THE PROBLEM — Among the lines below, how many have the string "OPTIONAL" in them? Only the number is wanted.

(Beginning of RECORD EXTRACTS)

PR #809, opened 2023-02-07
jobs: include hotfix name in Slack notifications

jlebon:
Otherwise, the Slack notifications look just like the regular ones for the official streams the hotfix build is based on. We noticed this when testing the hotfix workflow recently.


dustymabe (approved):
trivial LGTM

(End of RECORD EXTRACTS)
(Beginning of RECORD EXTRACTS)

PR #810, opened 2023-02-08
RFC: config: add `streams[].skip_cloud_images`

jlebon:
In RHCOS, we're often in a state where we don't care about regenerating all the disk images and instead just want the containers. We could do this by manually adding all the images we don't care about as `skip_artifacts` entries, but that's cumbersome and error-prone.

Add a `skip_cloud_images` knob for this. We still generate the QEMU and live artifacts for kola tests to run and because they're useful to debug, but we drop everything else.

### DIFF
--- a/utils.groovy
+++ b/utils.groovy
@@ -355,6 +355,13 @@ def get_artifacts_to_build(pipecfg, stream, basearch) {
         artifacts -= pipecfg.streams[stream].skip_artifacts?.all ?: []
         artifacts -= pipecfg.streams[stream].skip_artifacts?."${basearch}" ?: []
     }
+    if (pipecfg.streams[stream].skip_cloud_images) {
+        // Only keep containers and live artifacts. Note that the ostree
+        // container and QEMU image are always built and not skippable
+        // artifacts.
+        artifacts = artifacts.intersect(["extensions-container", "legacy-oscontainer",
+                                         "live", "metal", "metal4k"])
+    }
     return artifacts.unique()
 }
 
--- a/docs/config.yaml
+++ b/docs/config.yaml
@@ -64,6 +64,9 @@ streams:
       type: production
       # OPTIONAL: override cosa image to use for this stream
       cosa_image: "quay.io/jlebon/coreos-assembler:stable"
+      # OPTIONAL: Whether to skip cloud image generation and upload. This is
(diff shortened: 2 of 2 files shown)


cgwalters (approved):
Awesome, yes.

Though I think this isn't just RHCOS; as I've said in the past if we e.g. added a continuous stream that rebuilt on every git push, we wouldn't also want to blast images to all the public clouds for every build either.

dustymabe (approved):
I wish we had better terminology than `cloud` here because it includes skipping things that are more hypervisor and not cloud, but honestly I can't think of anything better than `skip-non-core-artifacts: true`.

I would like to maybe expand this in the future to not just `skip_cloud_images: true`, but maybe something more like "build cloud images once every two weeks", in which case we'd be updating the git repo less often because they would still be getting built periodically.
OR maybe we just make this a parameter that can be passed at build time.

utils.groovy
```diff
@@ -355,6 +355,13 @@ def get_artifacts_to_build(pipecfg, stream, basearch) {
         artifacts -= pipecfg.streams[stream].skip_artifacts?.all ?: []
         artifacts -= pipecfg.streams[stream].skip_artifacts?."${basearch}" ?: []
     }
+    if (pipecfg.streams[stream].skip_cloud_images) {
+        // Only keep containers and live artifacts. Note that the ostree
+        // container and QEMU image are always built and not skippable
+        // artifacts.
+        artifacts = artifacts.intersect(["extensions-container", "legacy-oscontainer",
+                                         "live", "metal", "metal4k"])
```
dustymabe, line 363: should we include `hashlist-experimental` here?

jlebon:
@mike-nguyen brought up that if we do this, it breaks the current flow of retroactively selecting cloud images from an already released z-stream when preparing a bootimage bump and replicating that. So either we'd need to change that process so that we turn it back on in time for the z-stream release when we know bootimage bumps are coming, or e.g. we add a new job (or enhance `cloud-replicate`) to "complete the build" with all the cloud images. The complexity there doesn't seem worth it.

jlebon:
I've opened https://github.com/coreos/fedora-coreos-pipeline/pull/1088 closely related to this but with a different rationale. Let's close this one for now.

(End of RECORD EXTRACTS)

FINISHED EXERCISE — 2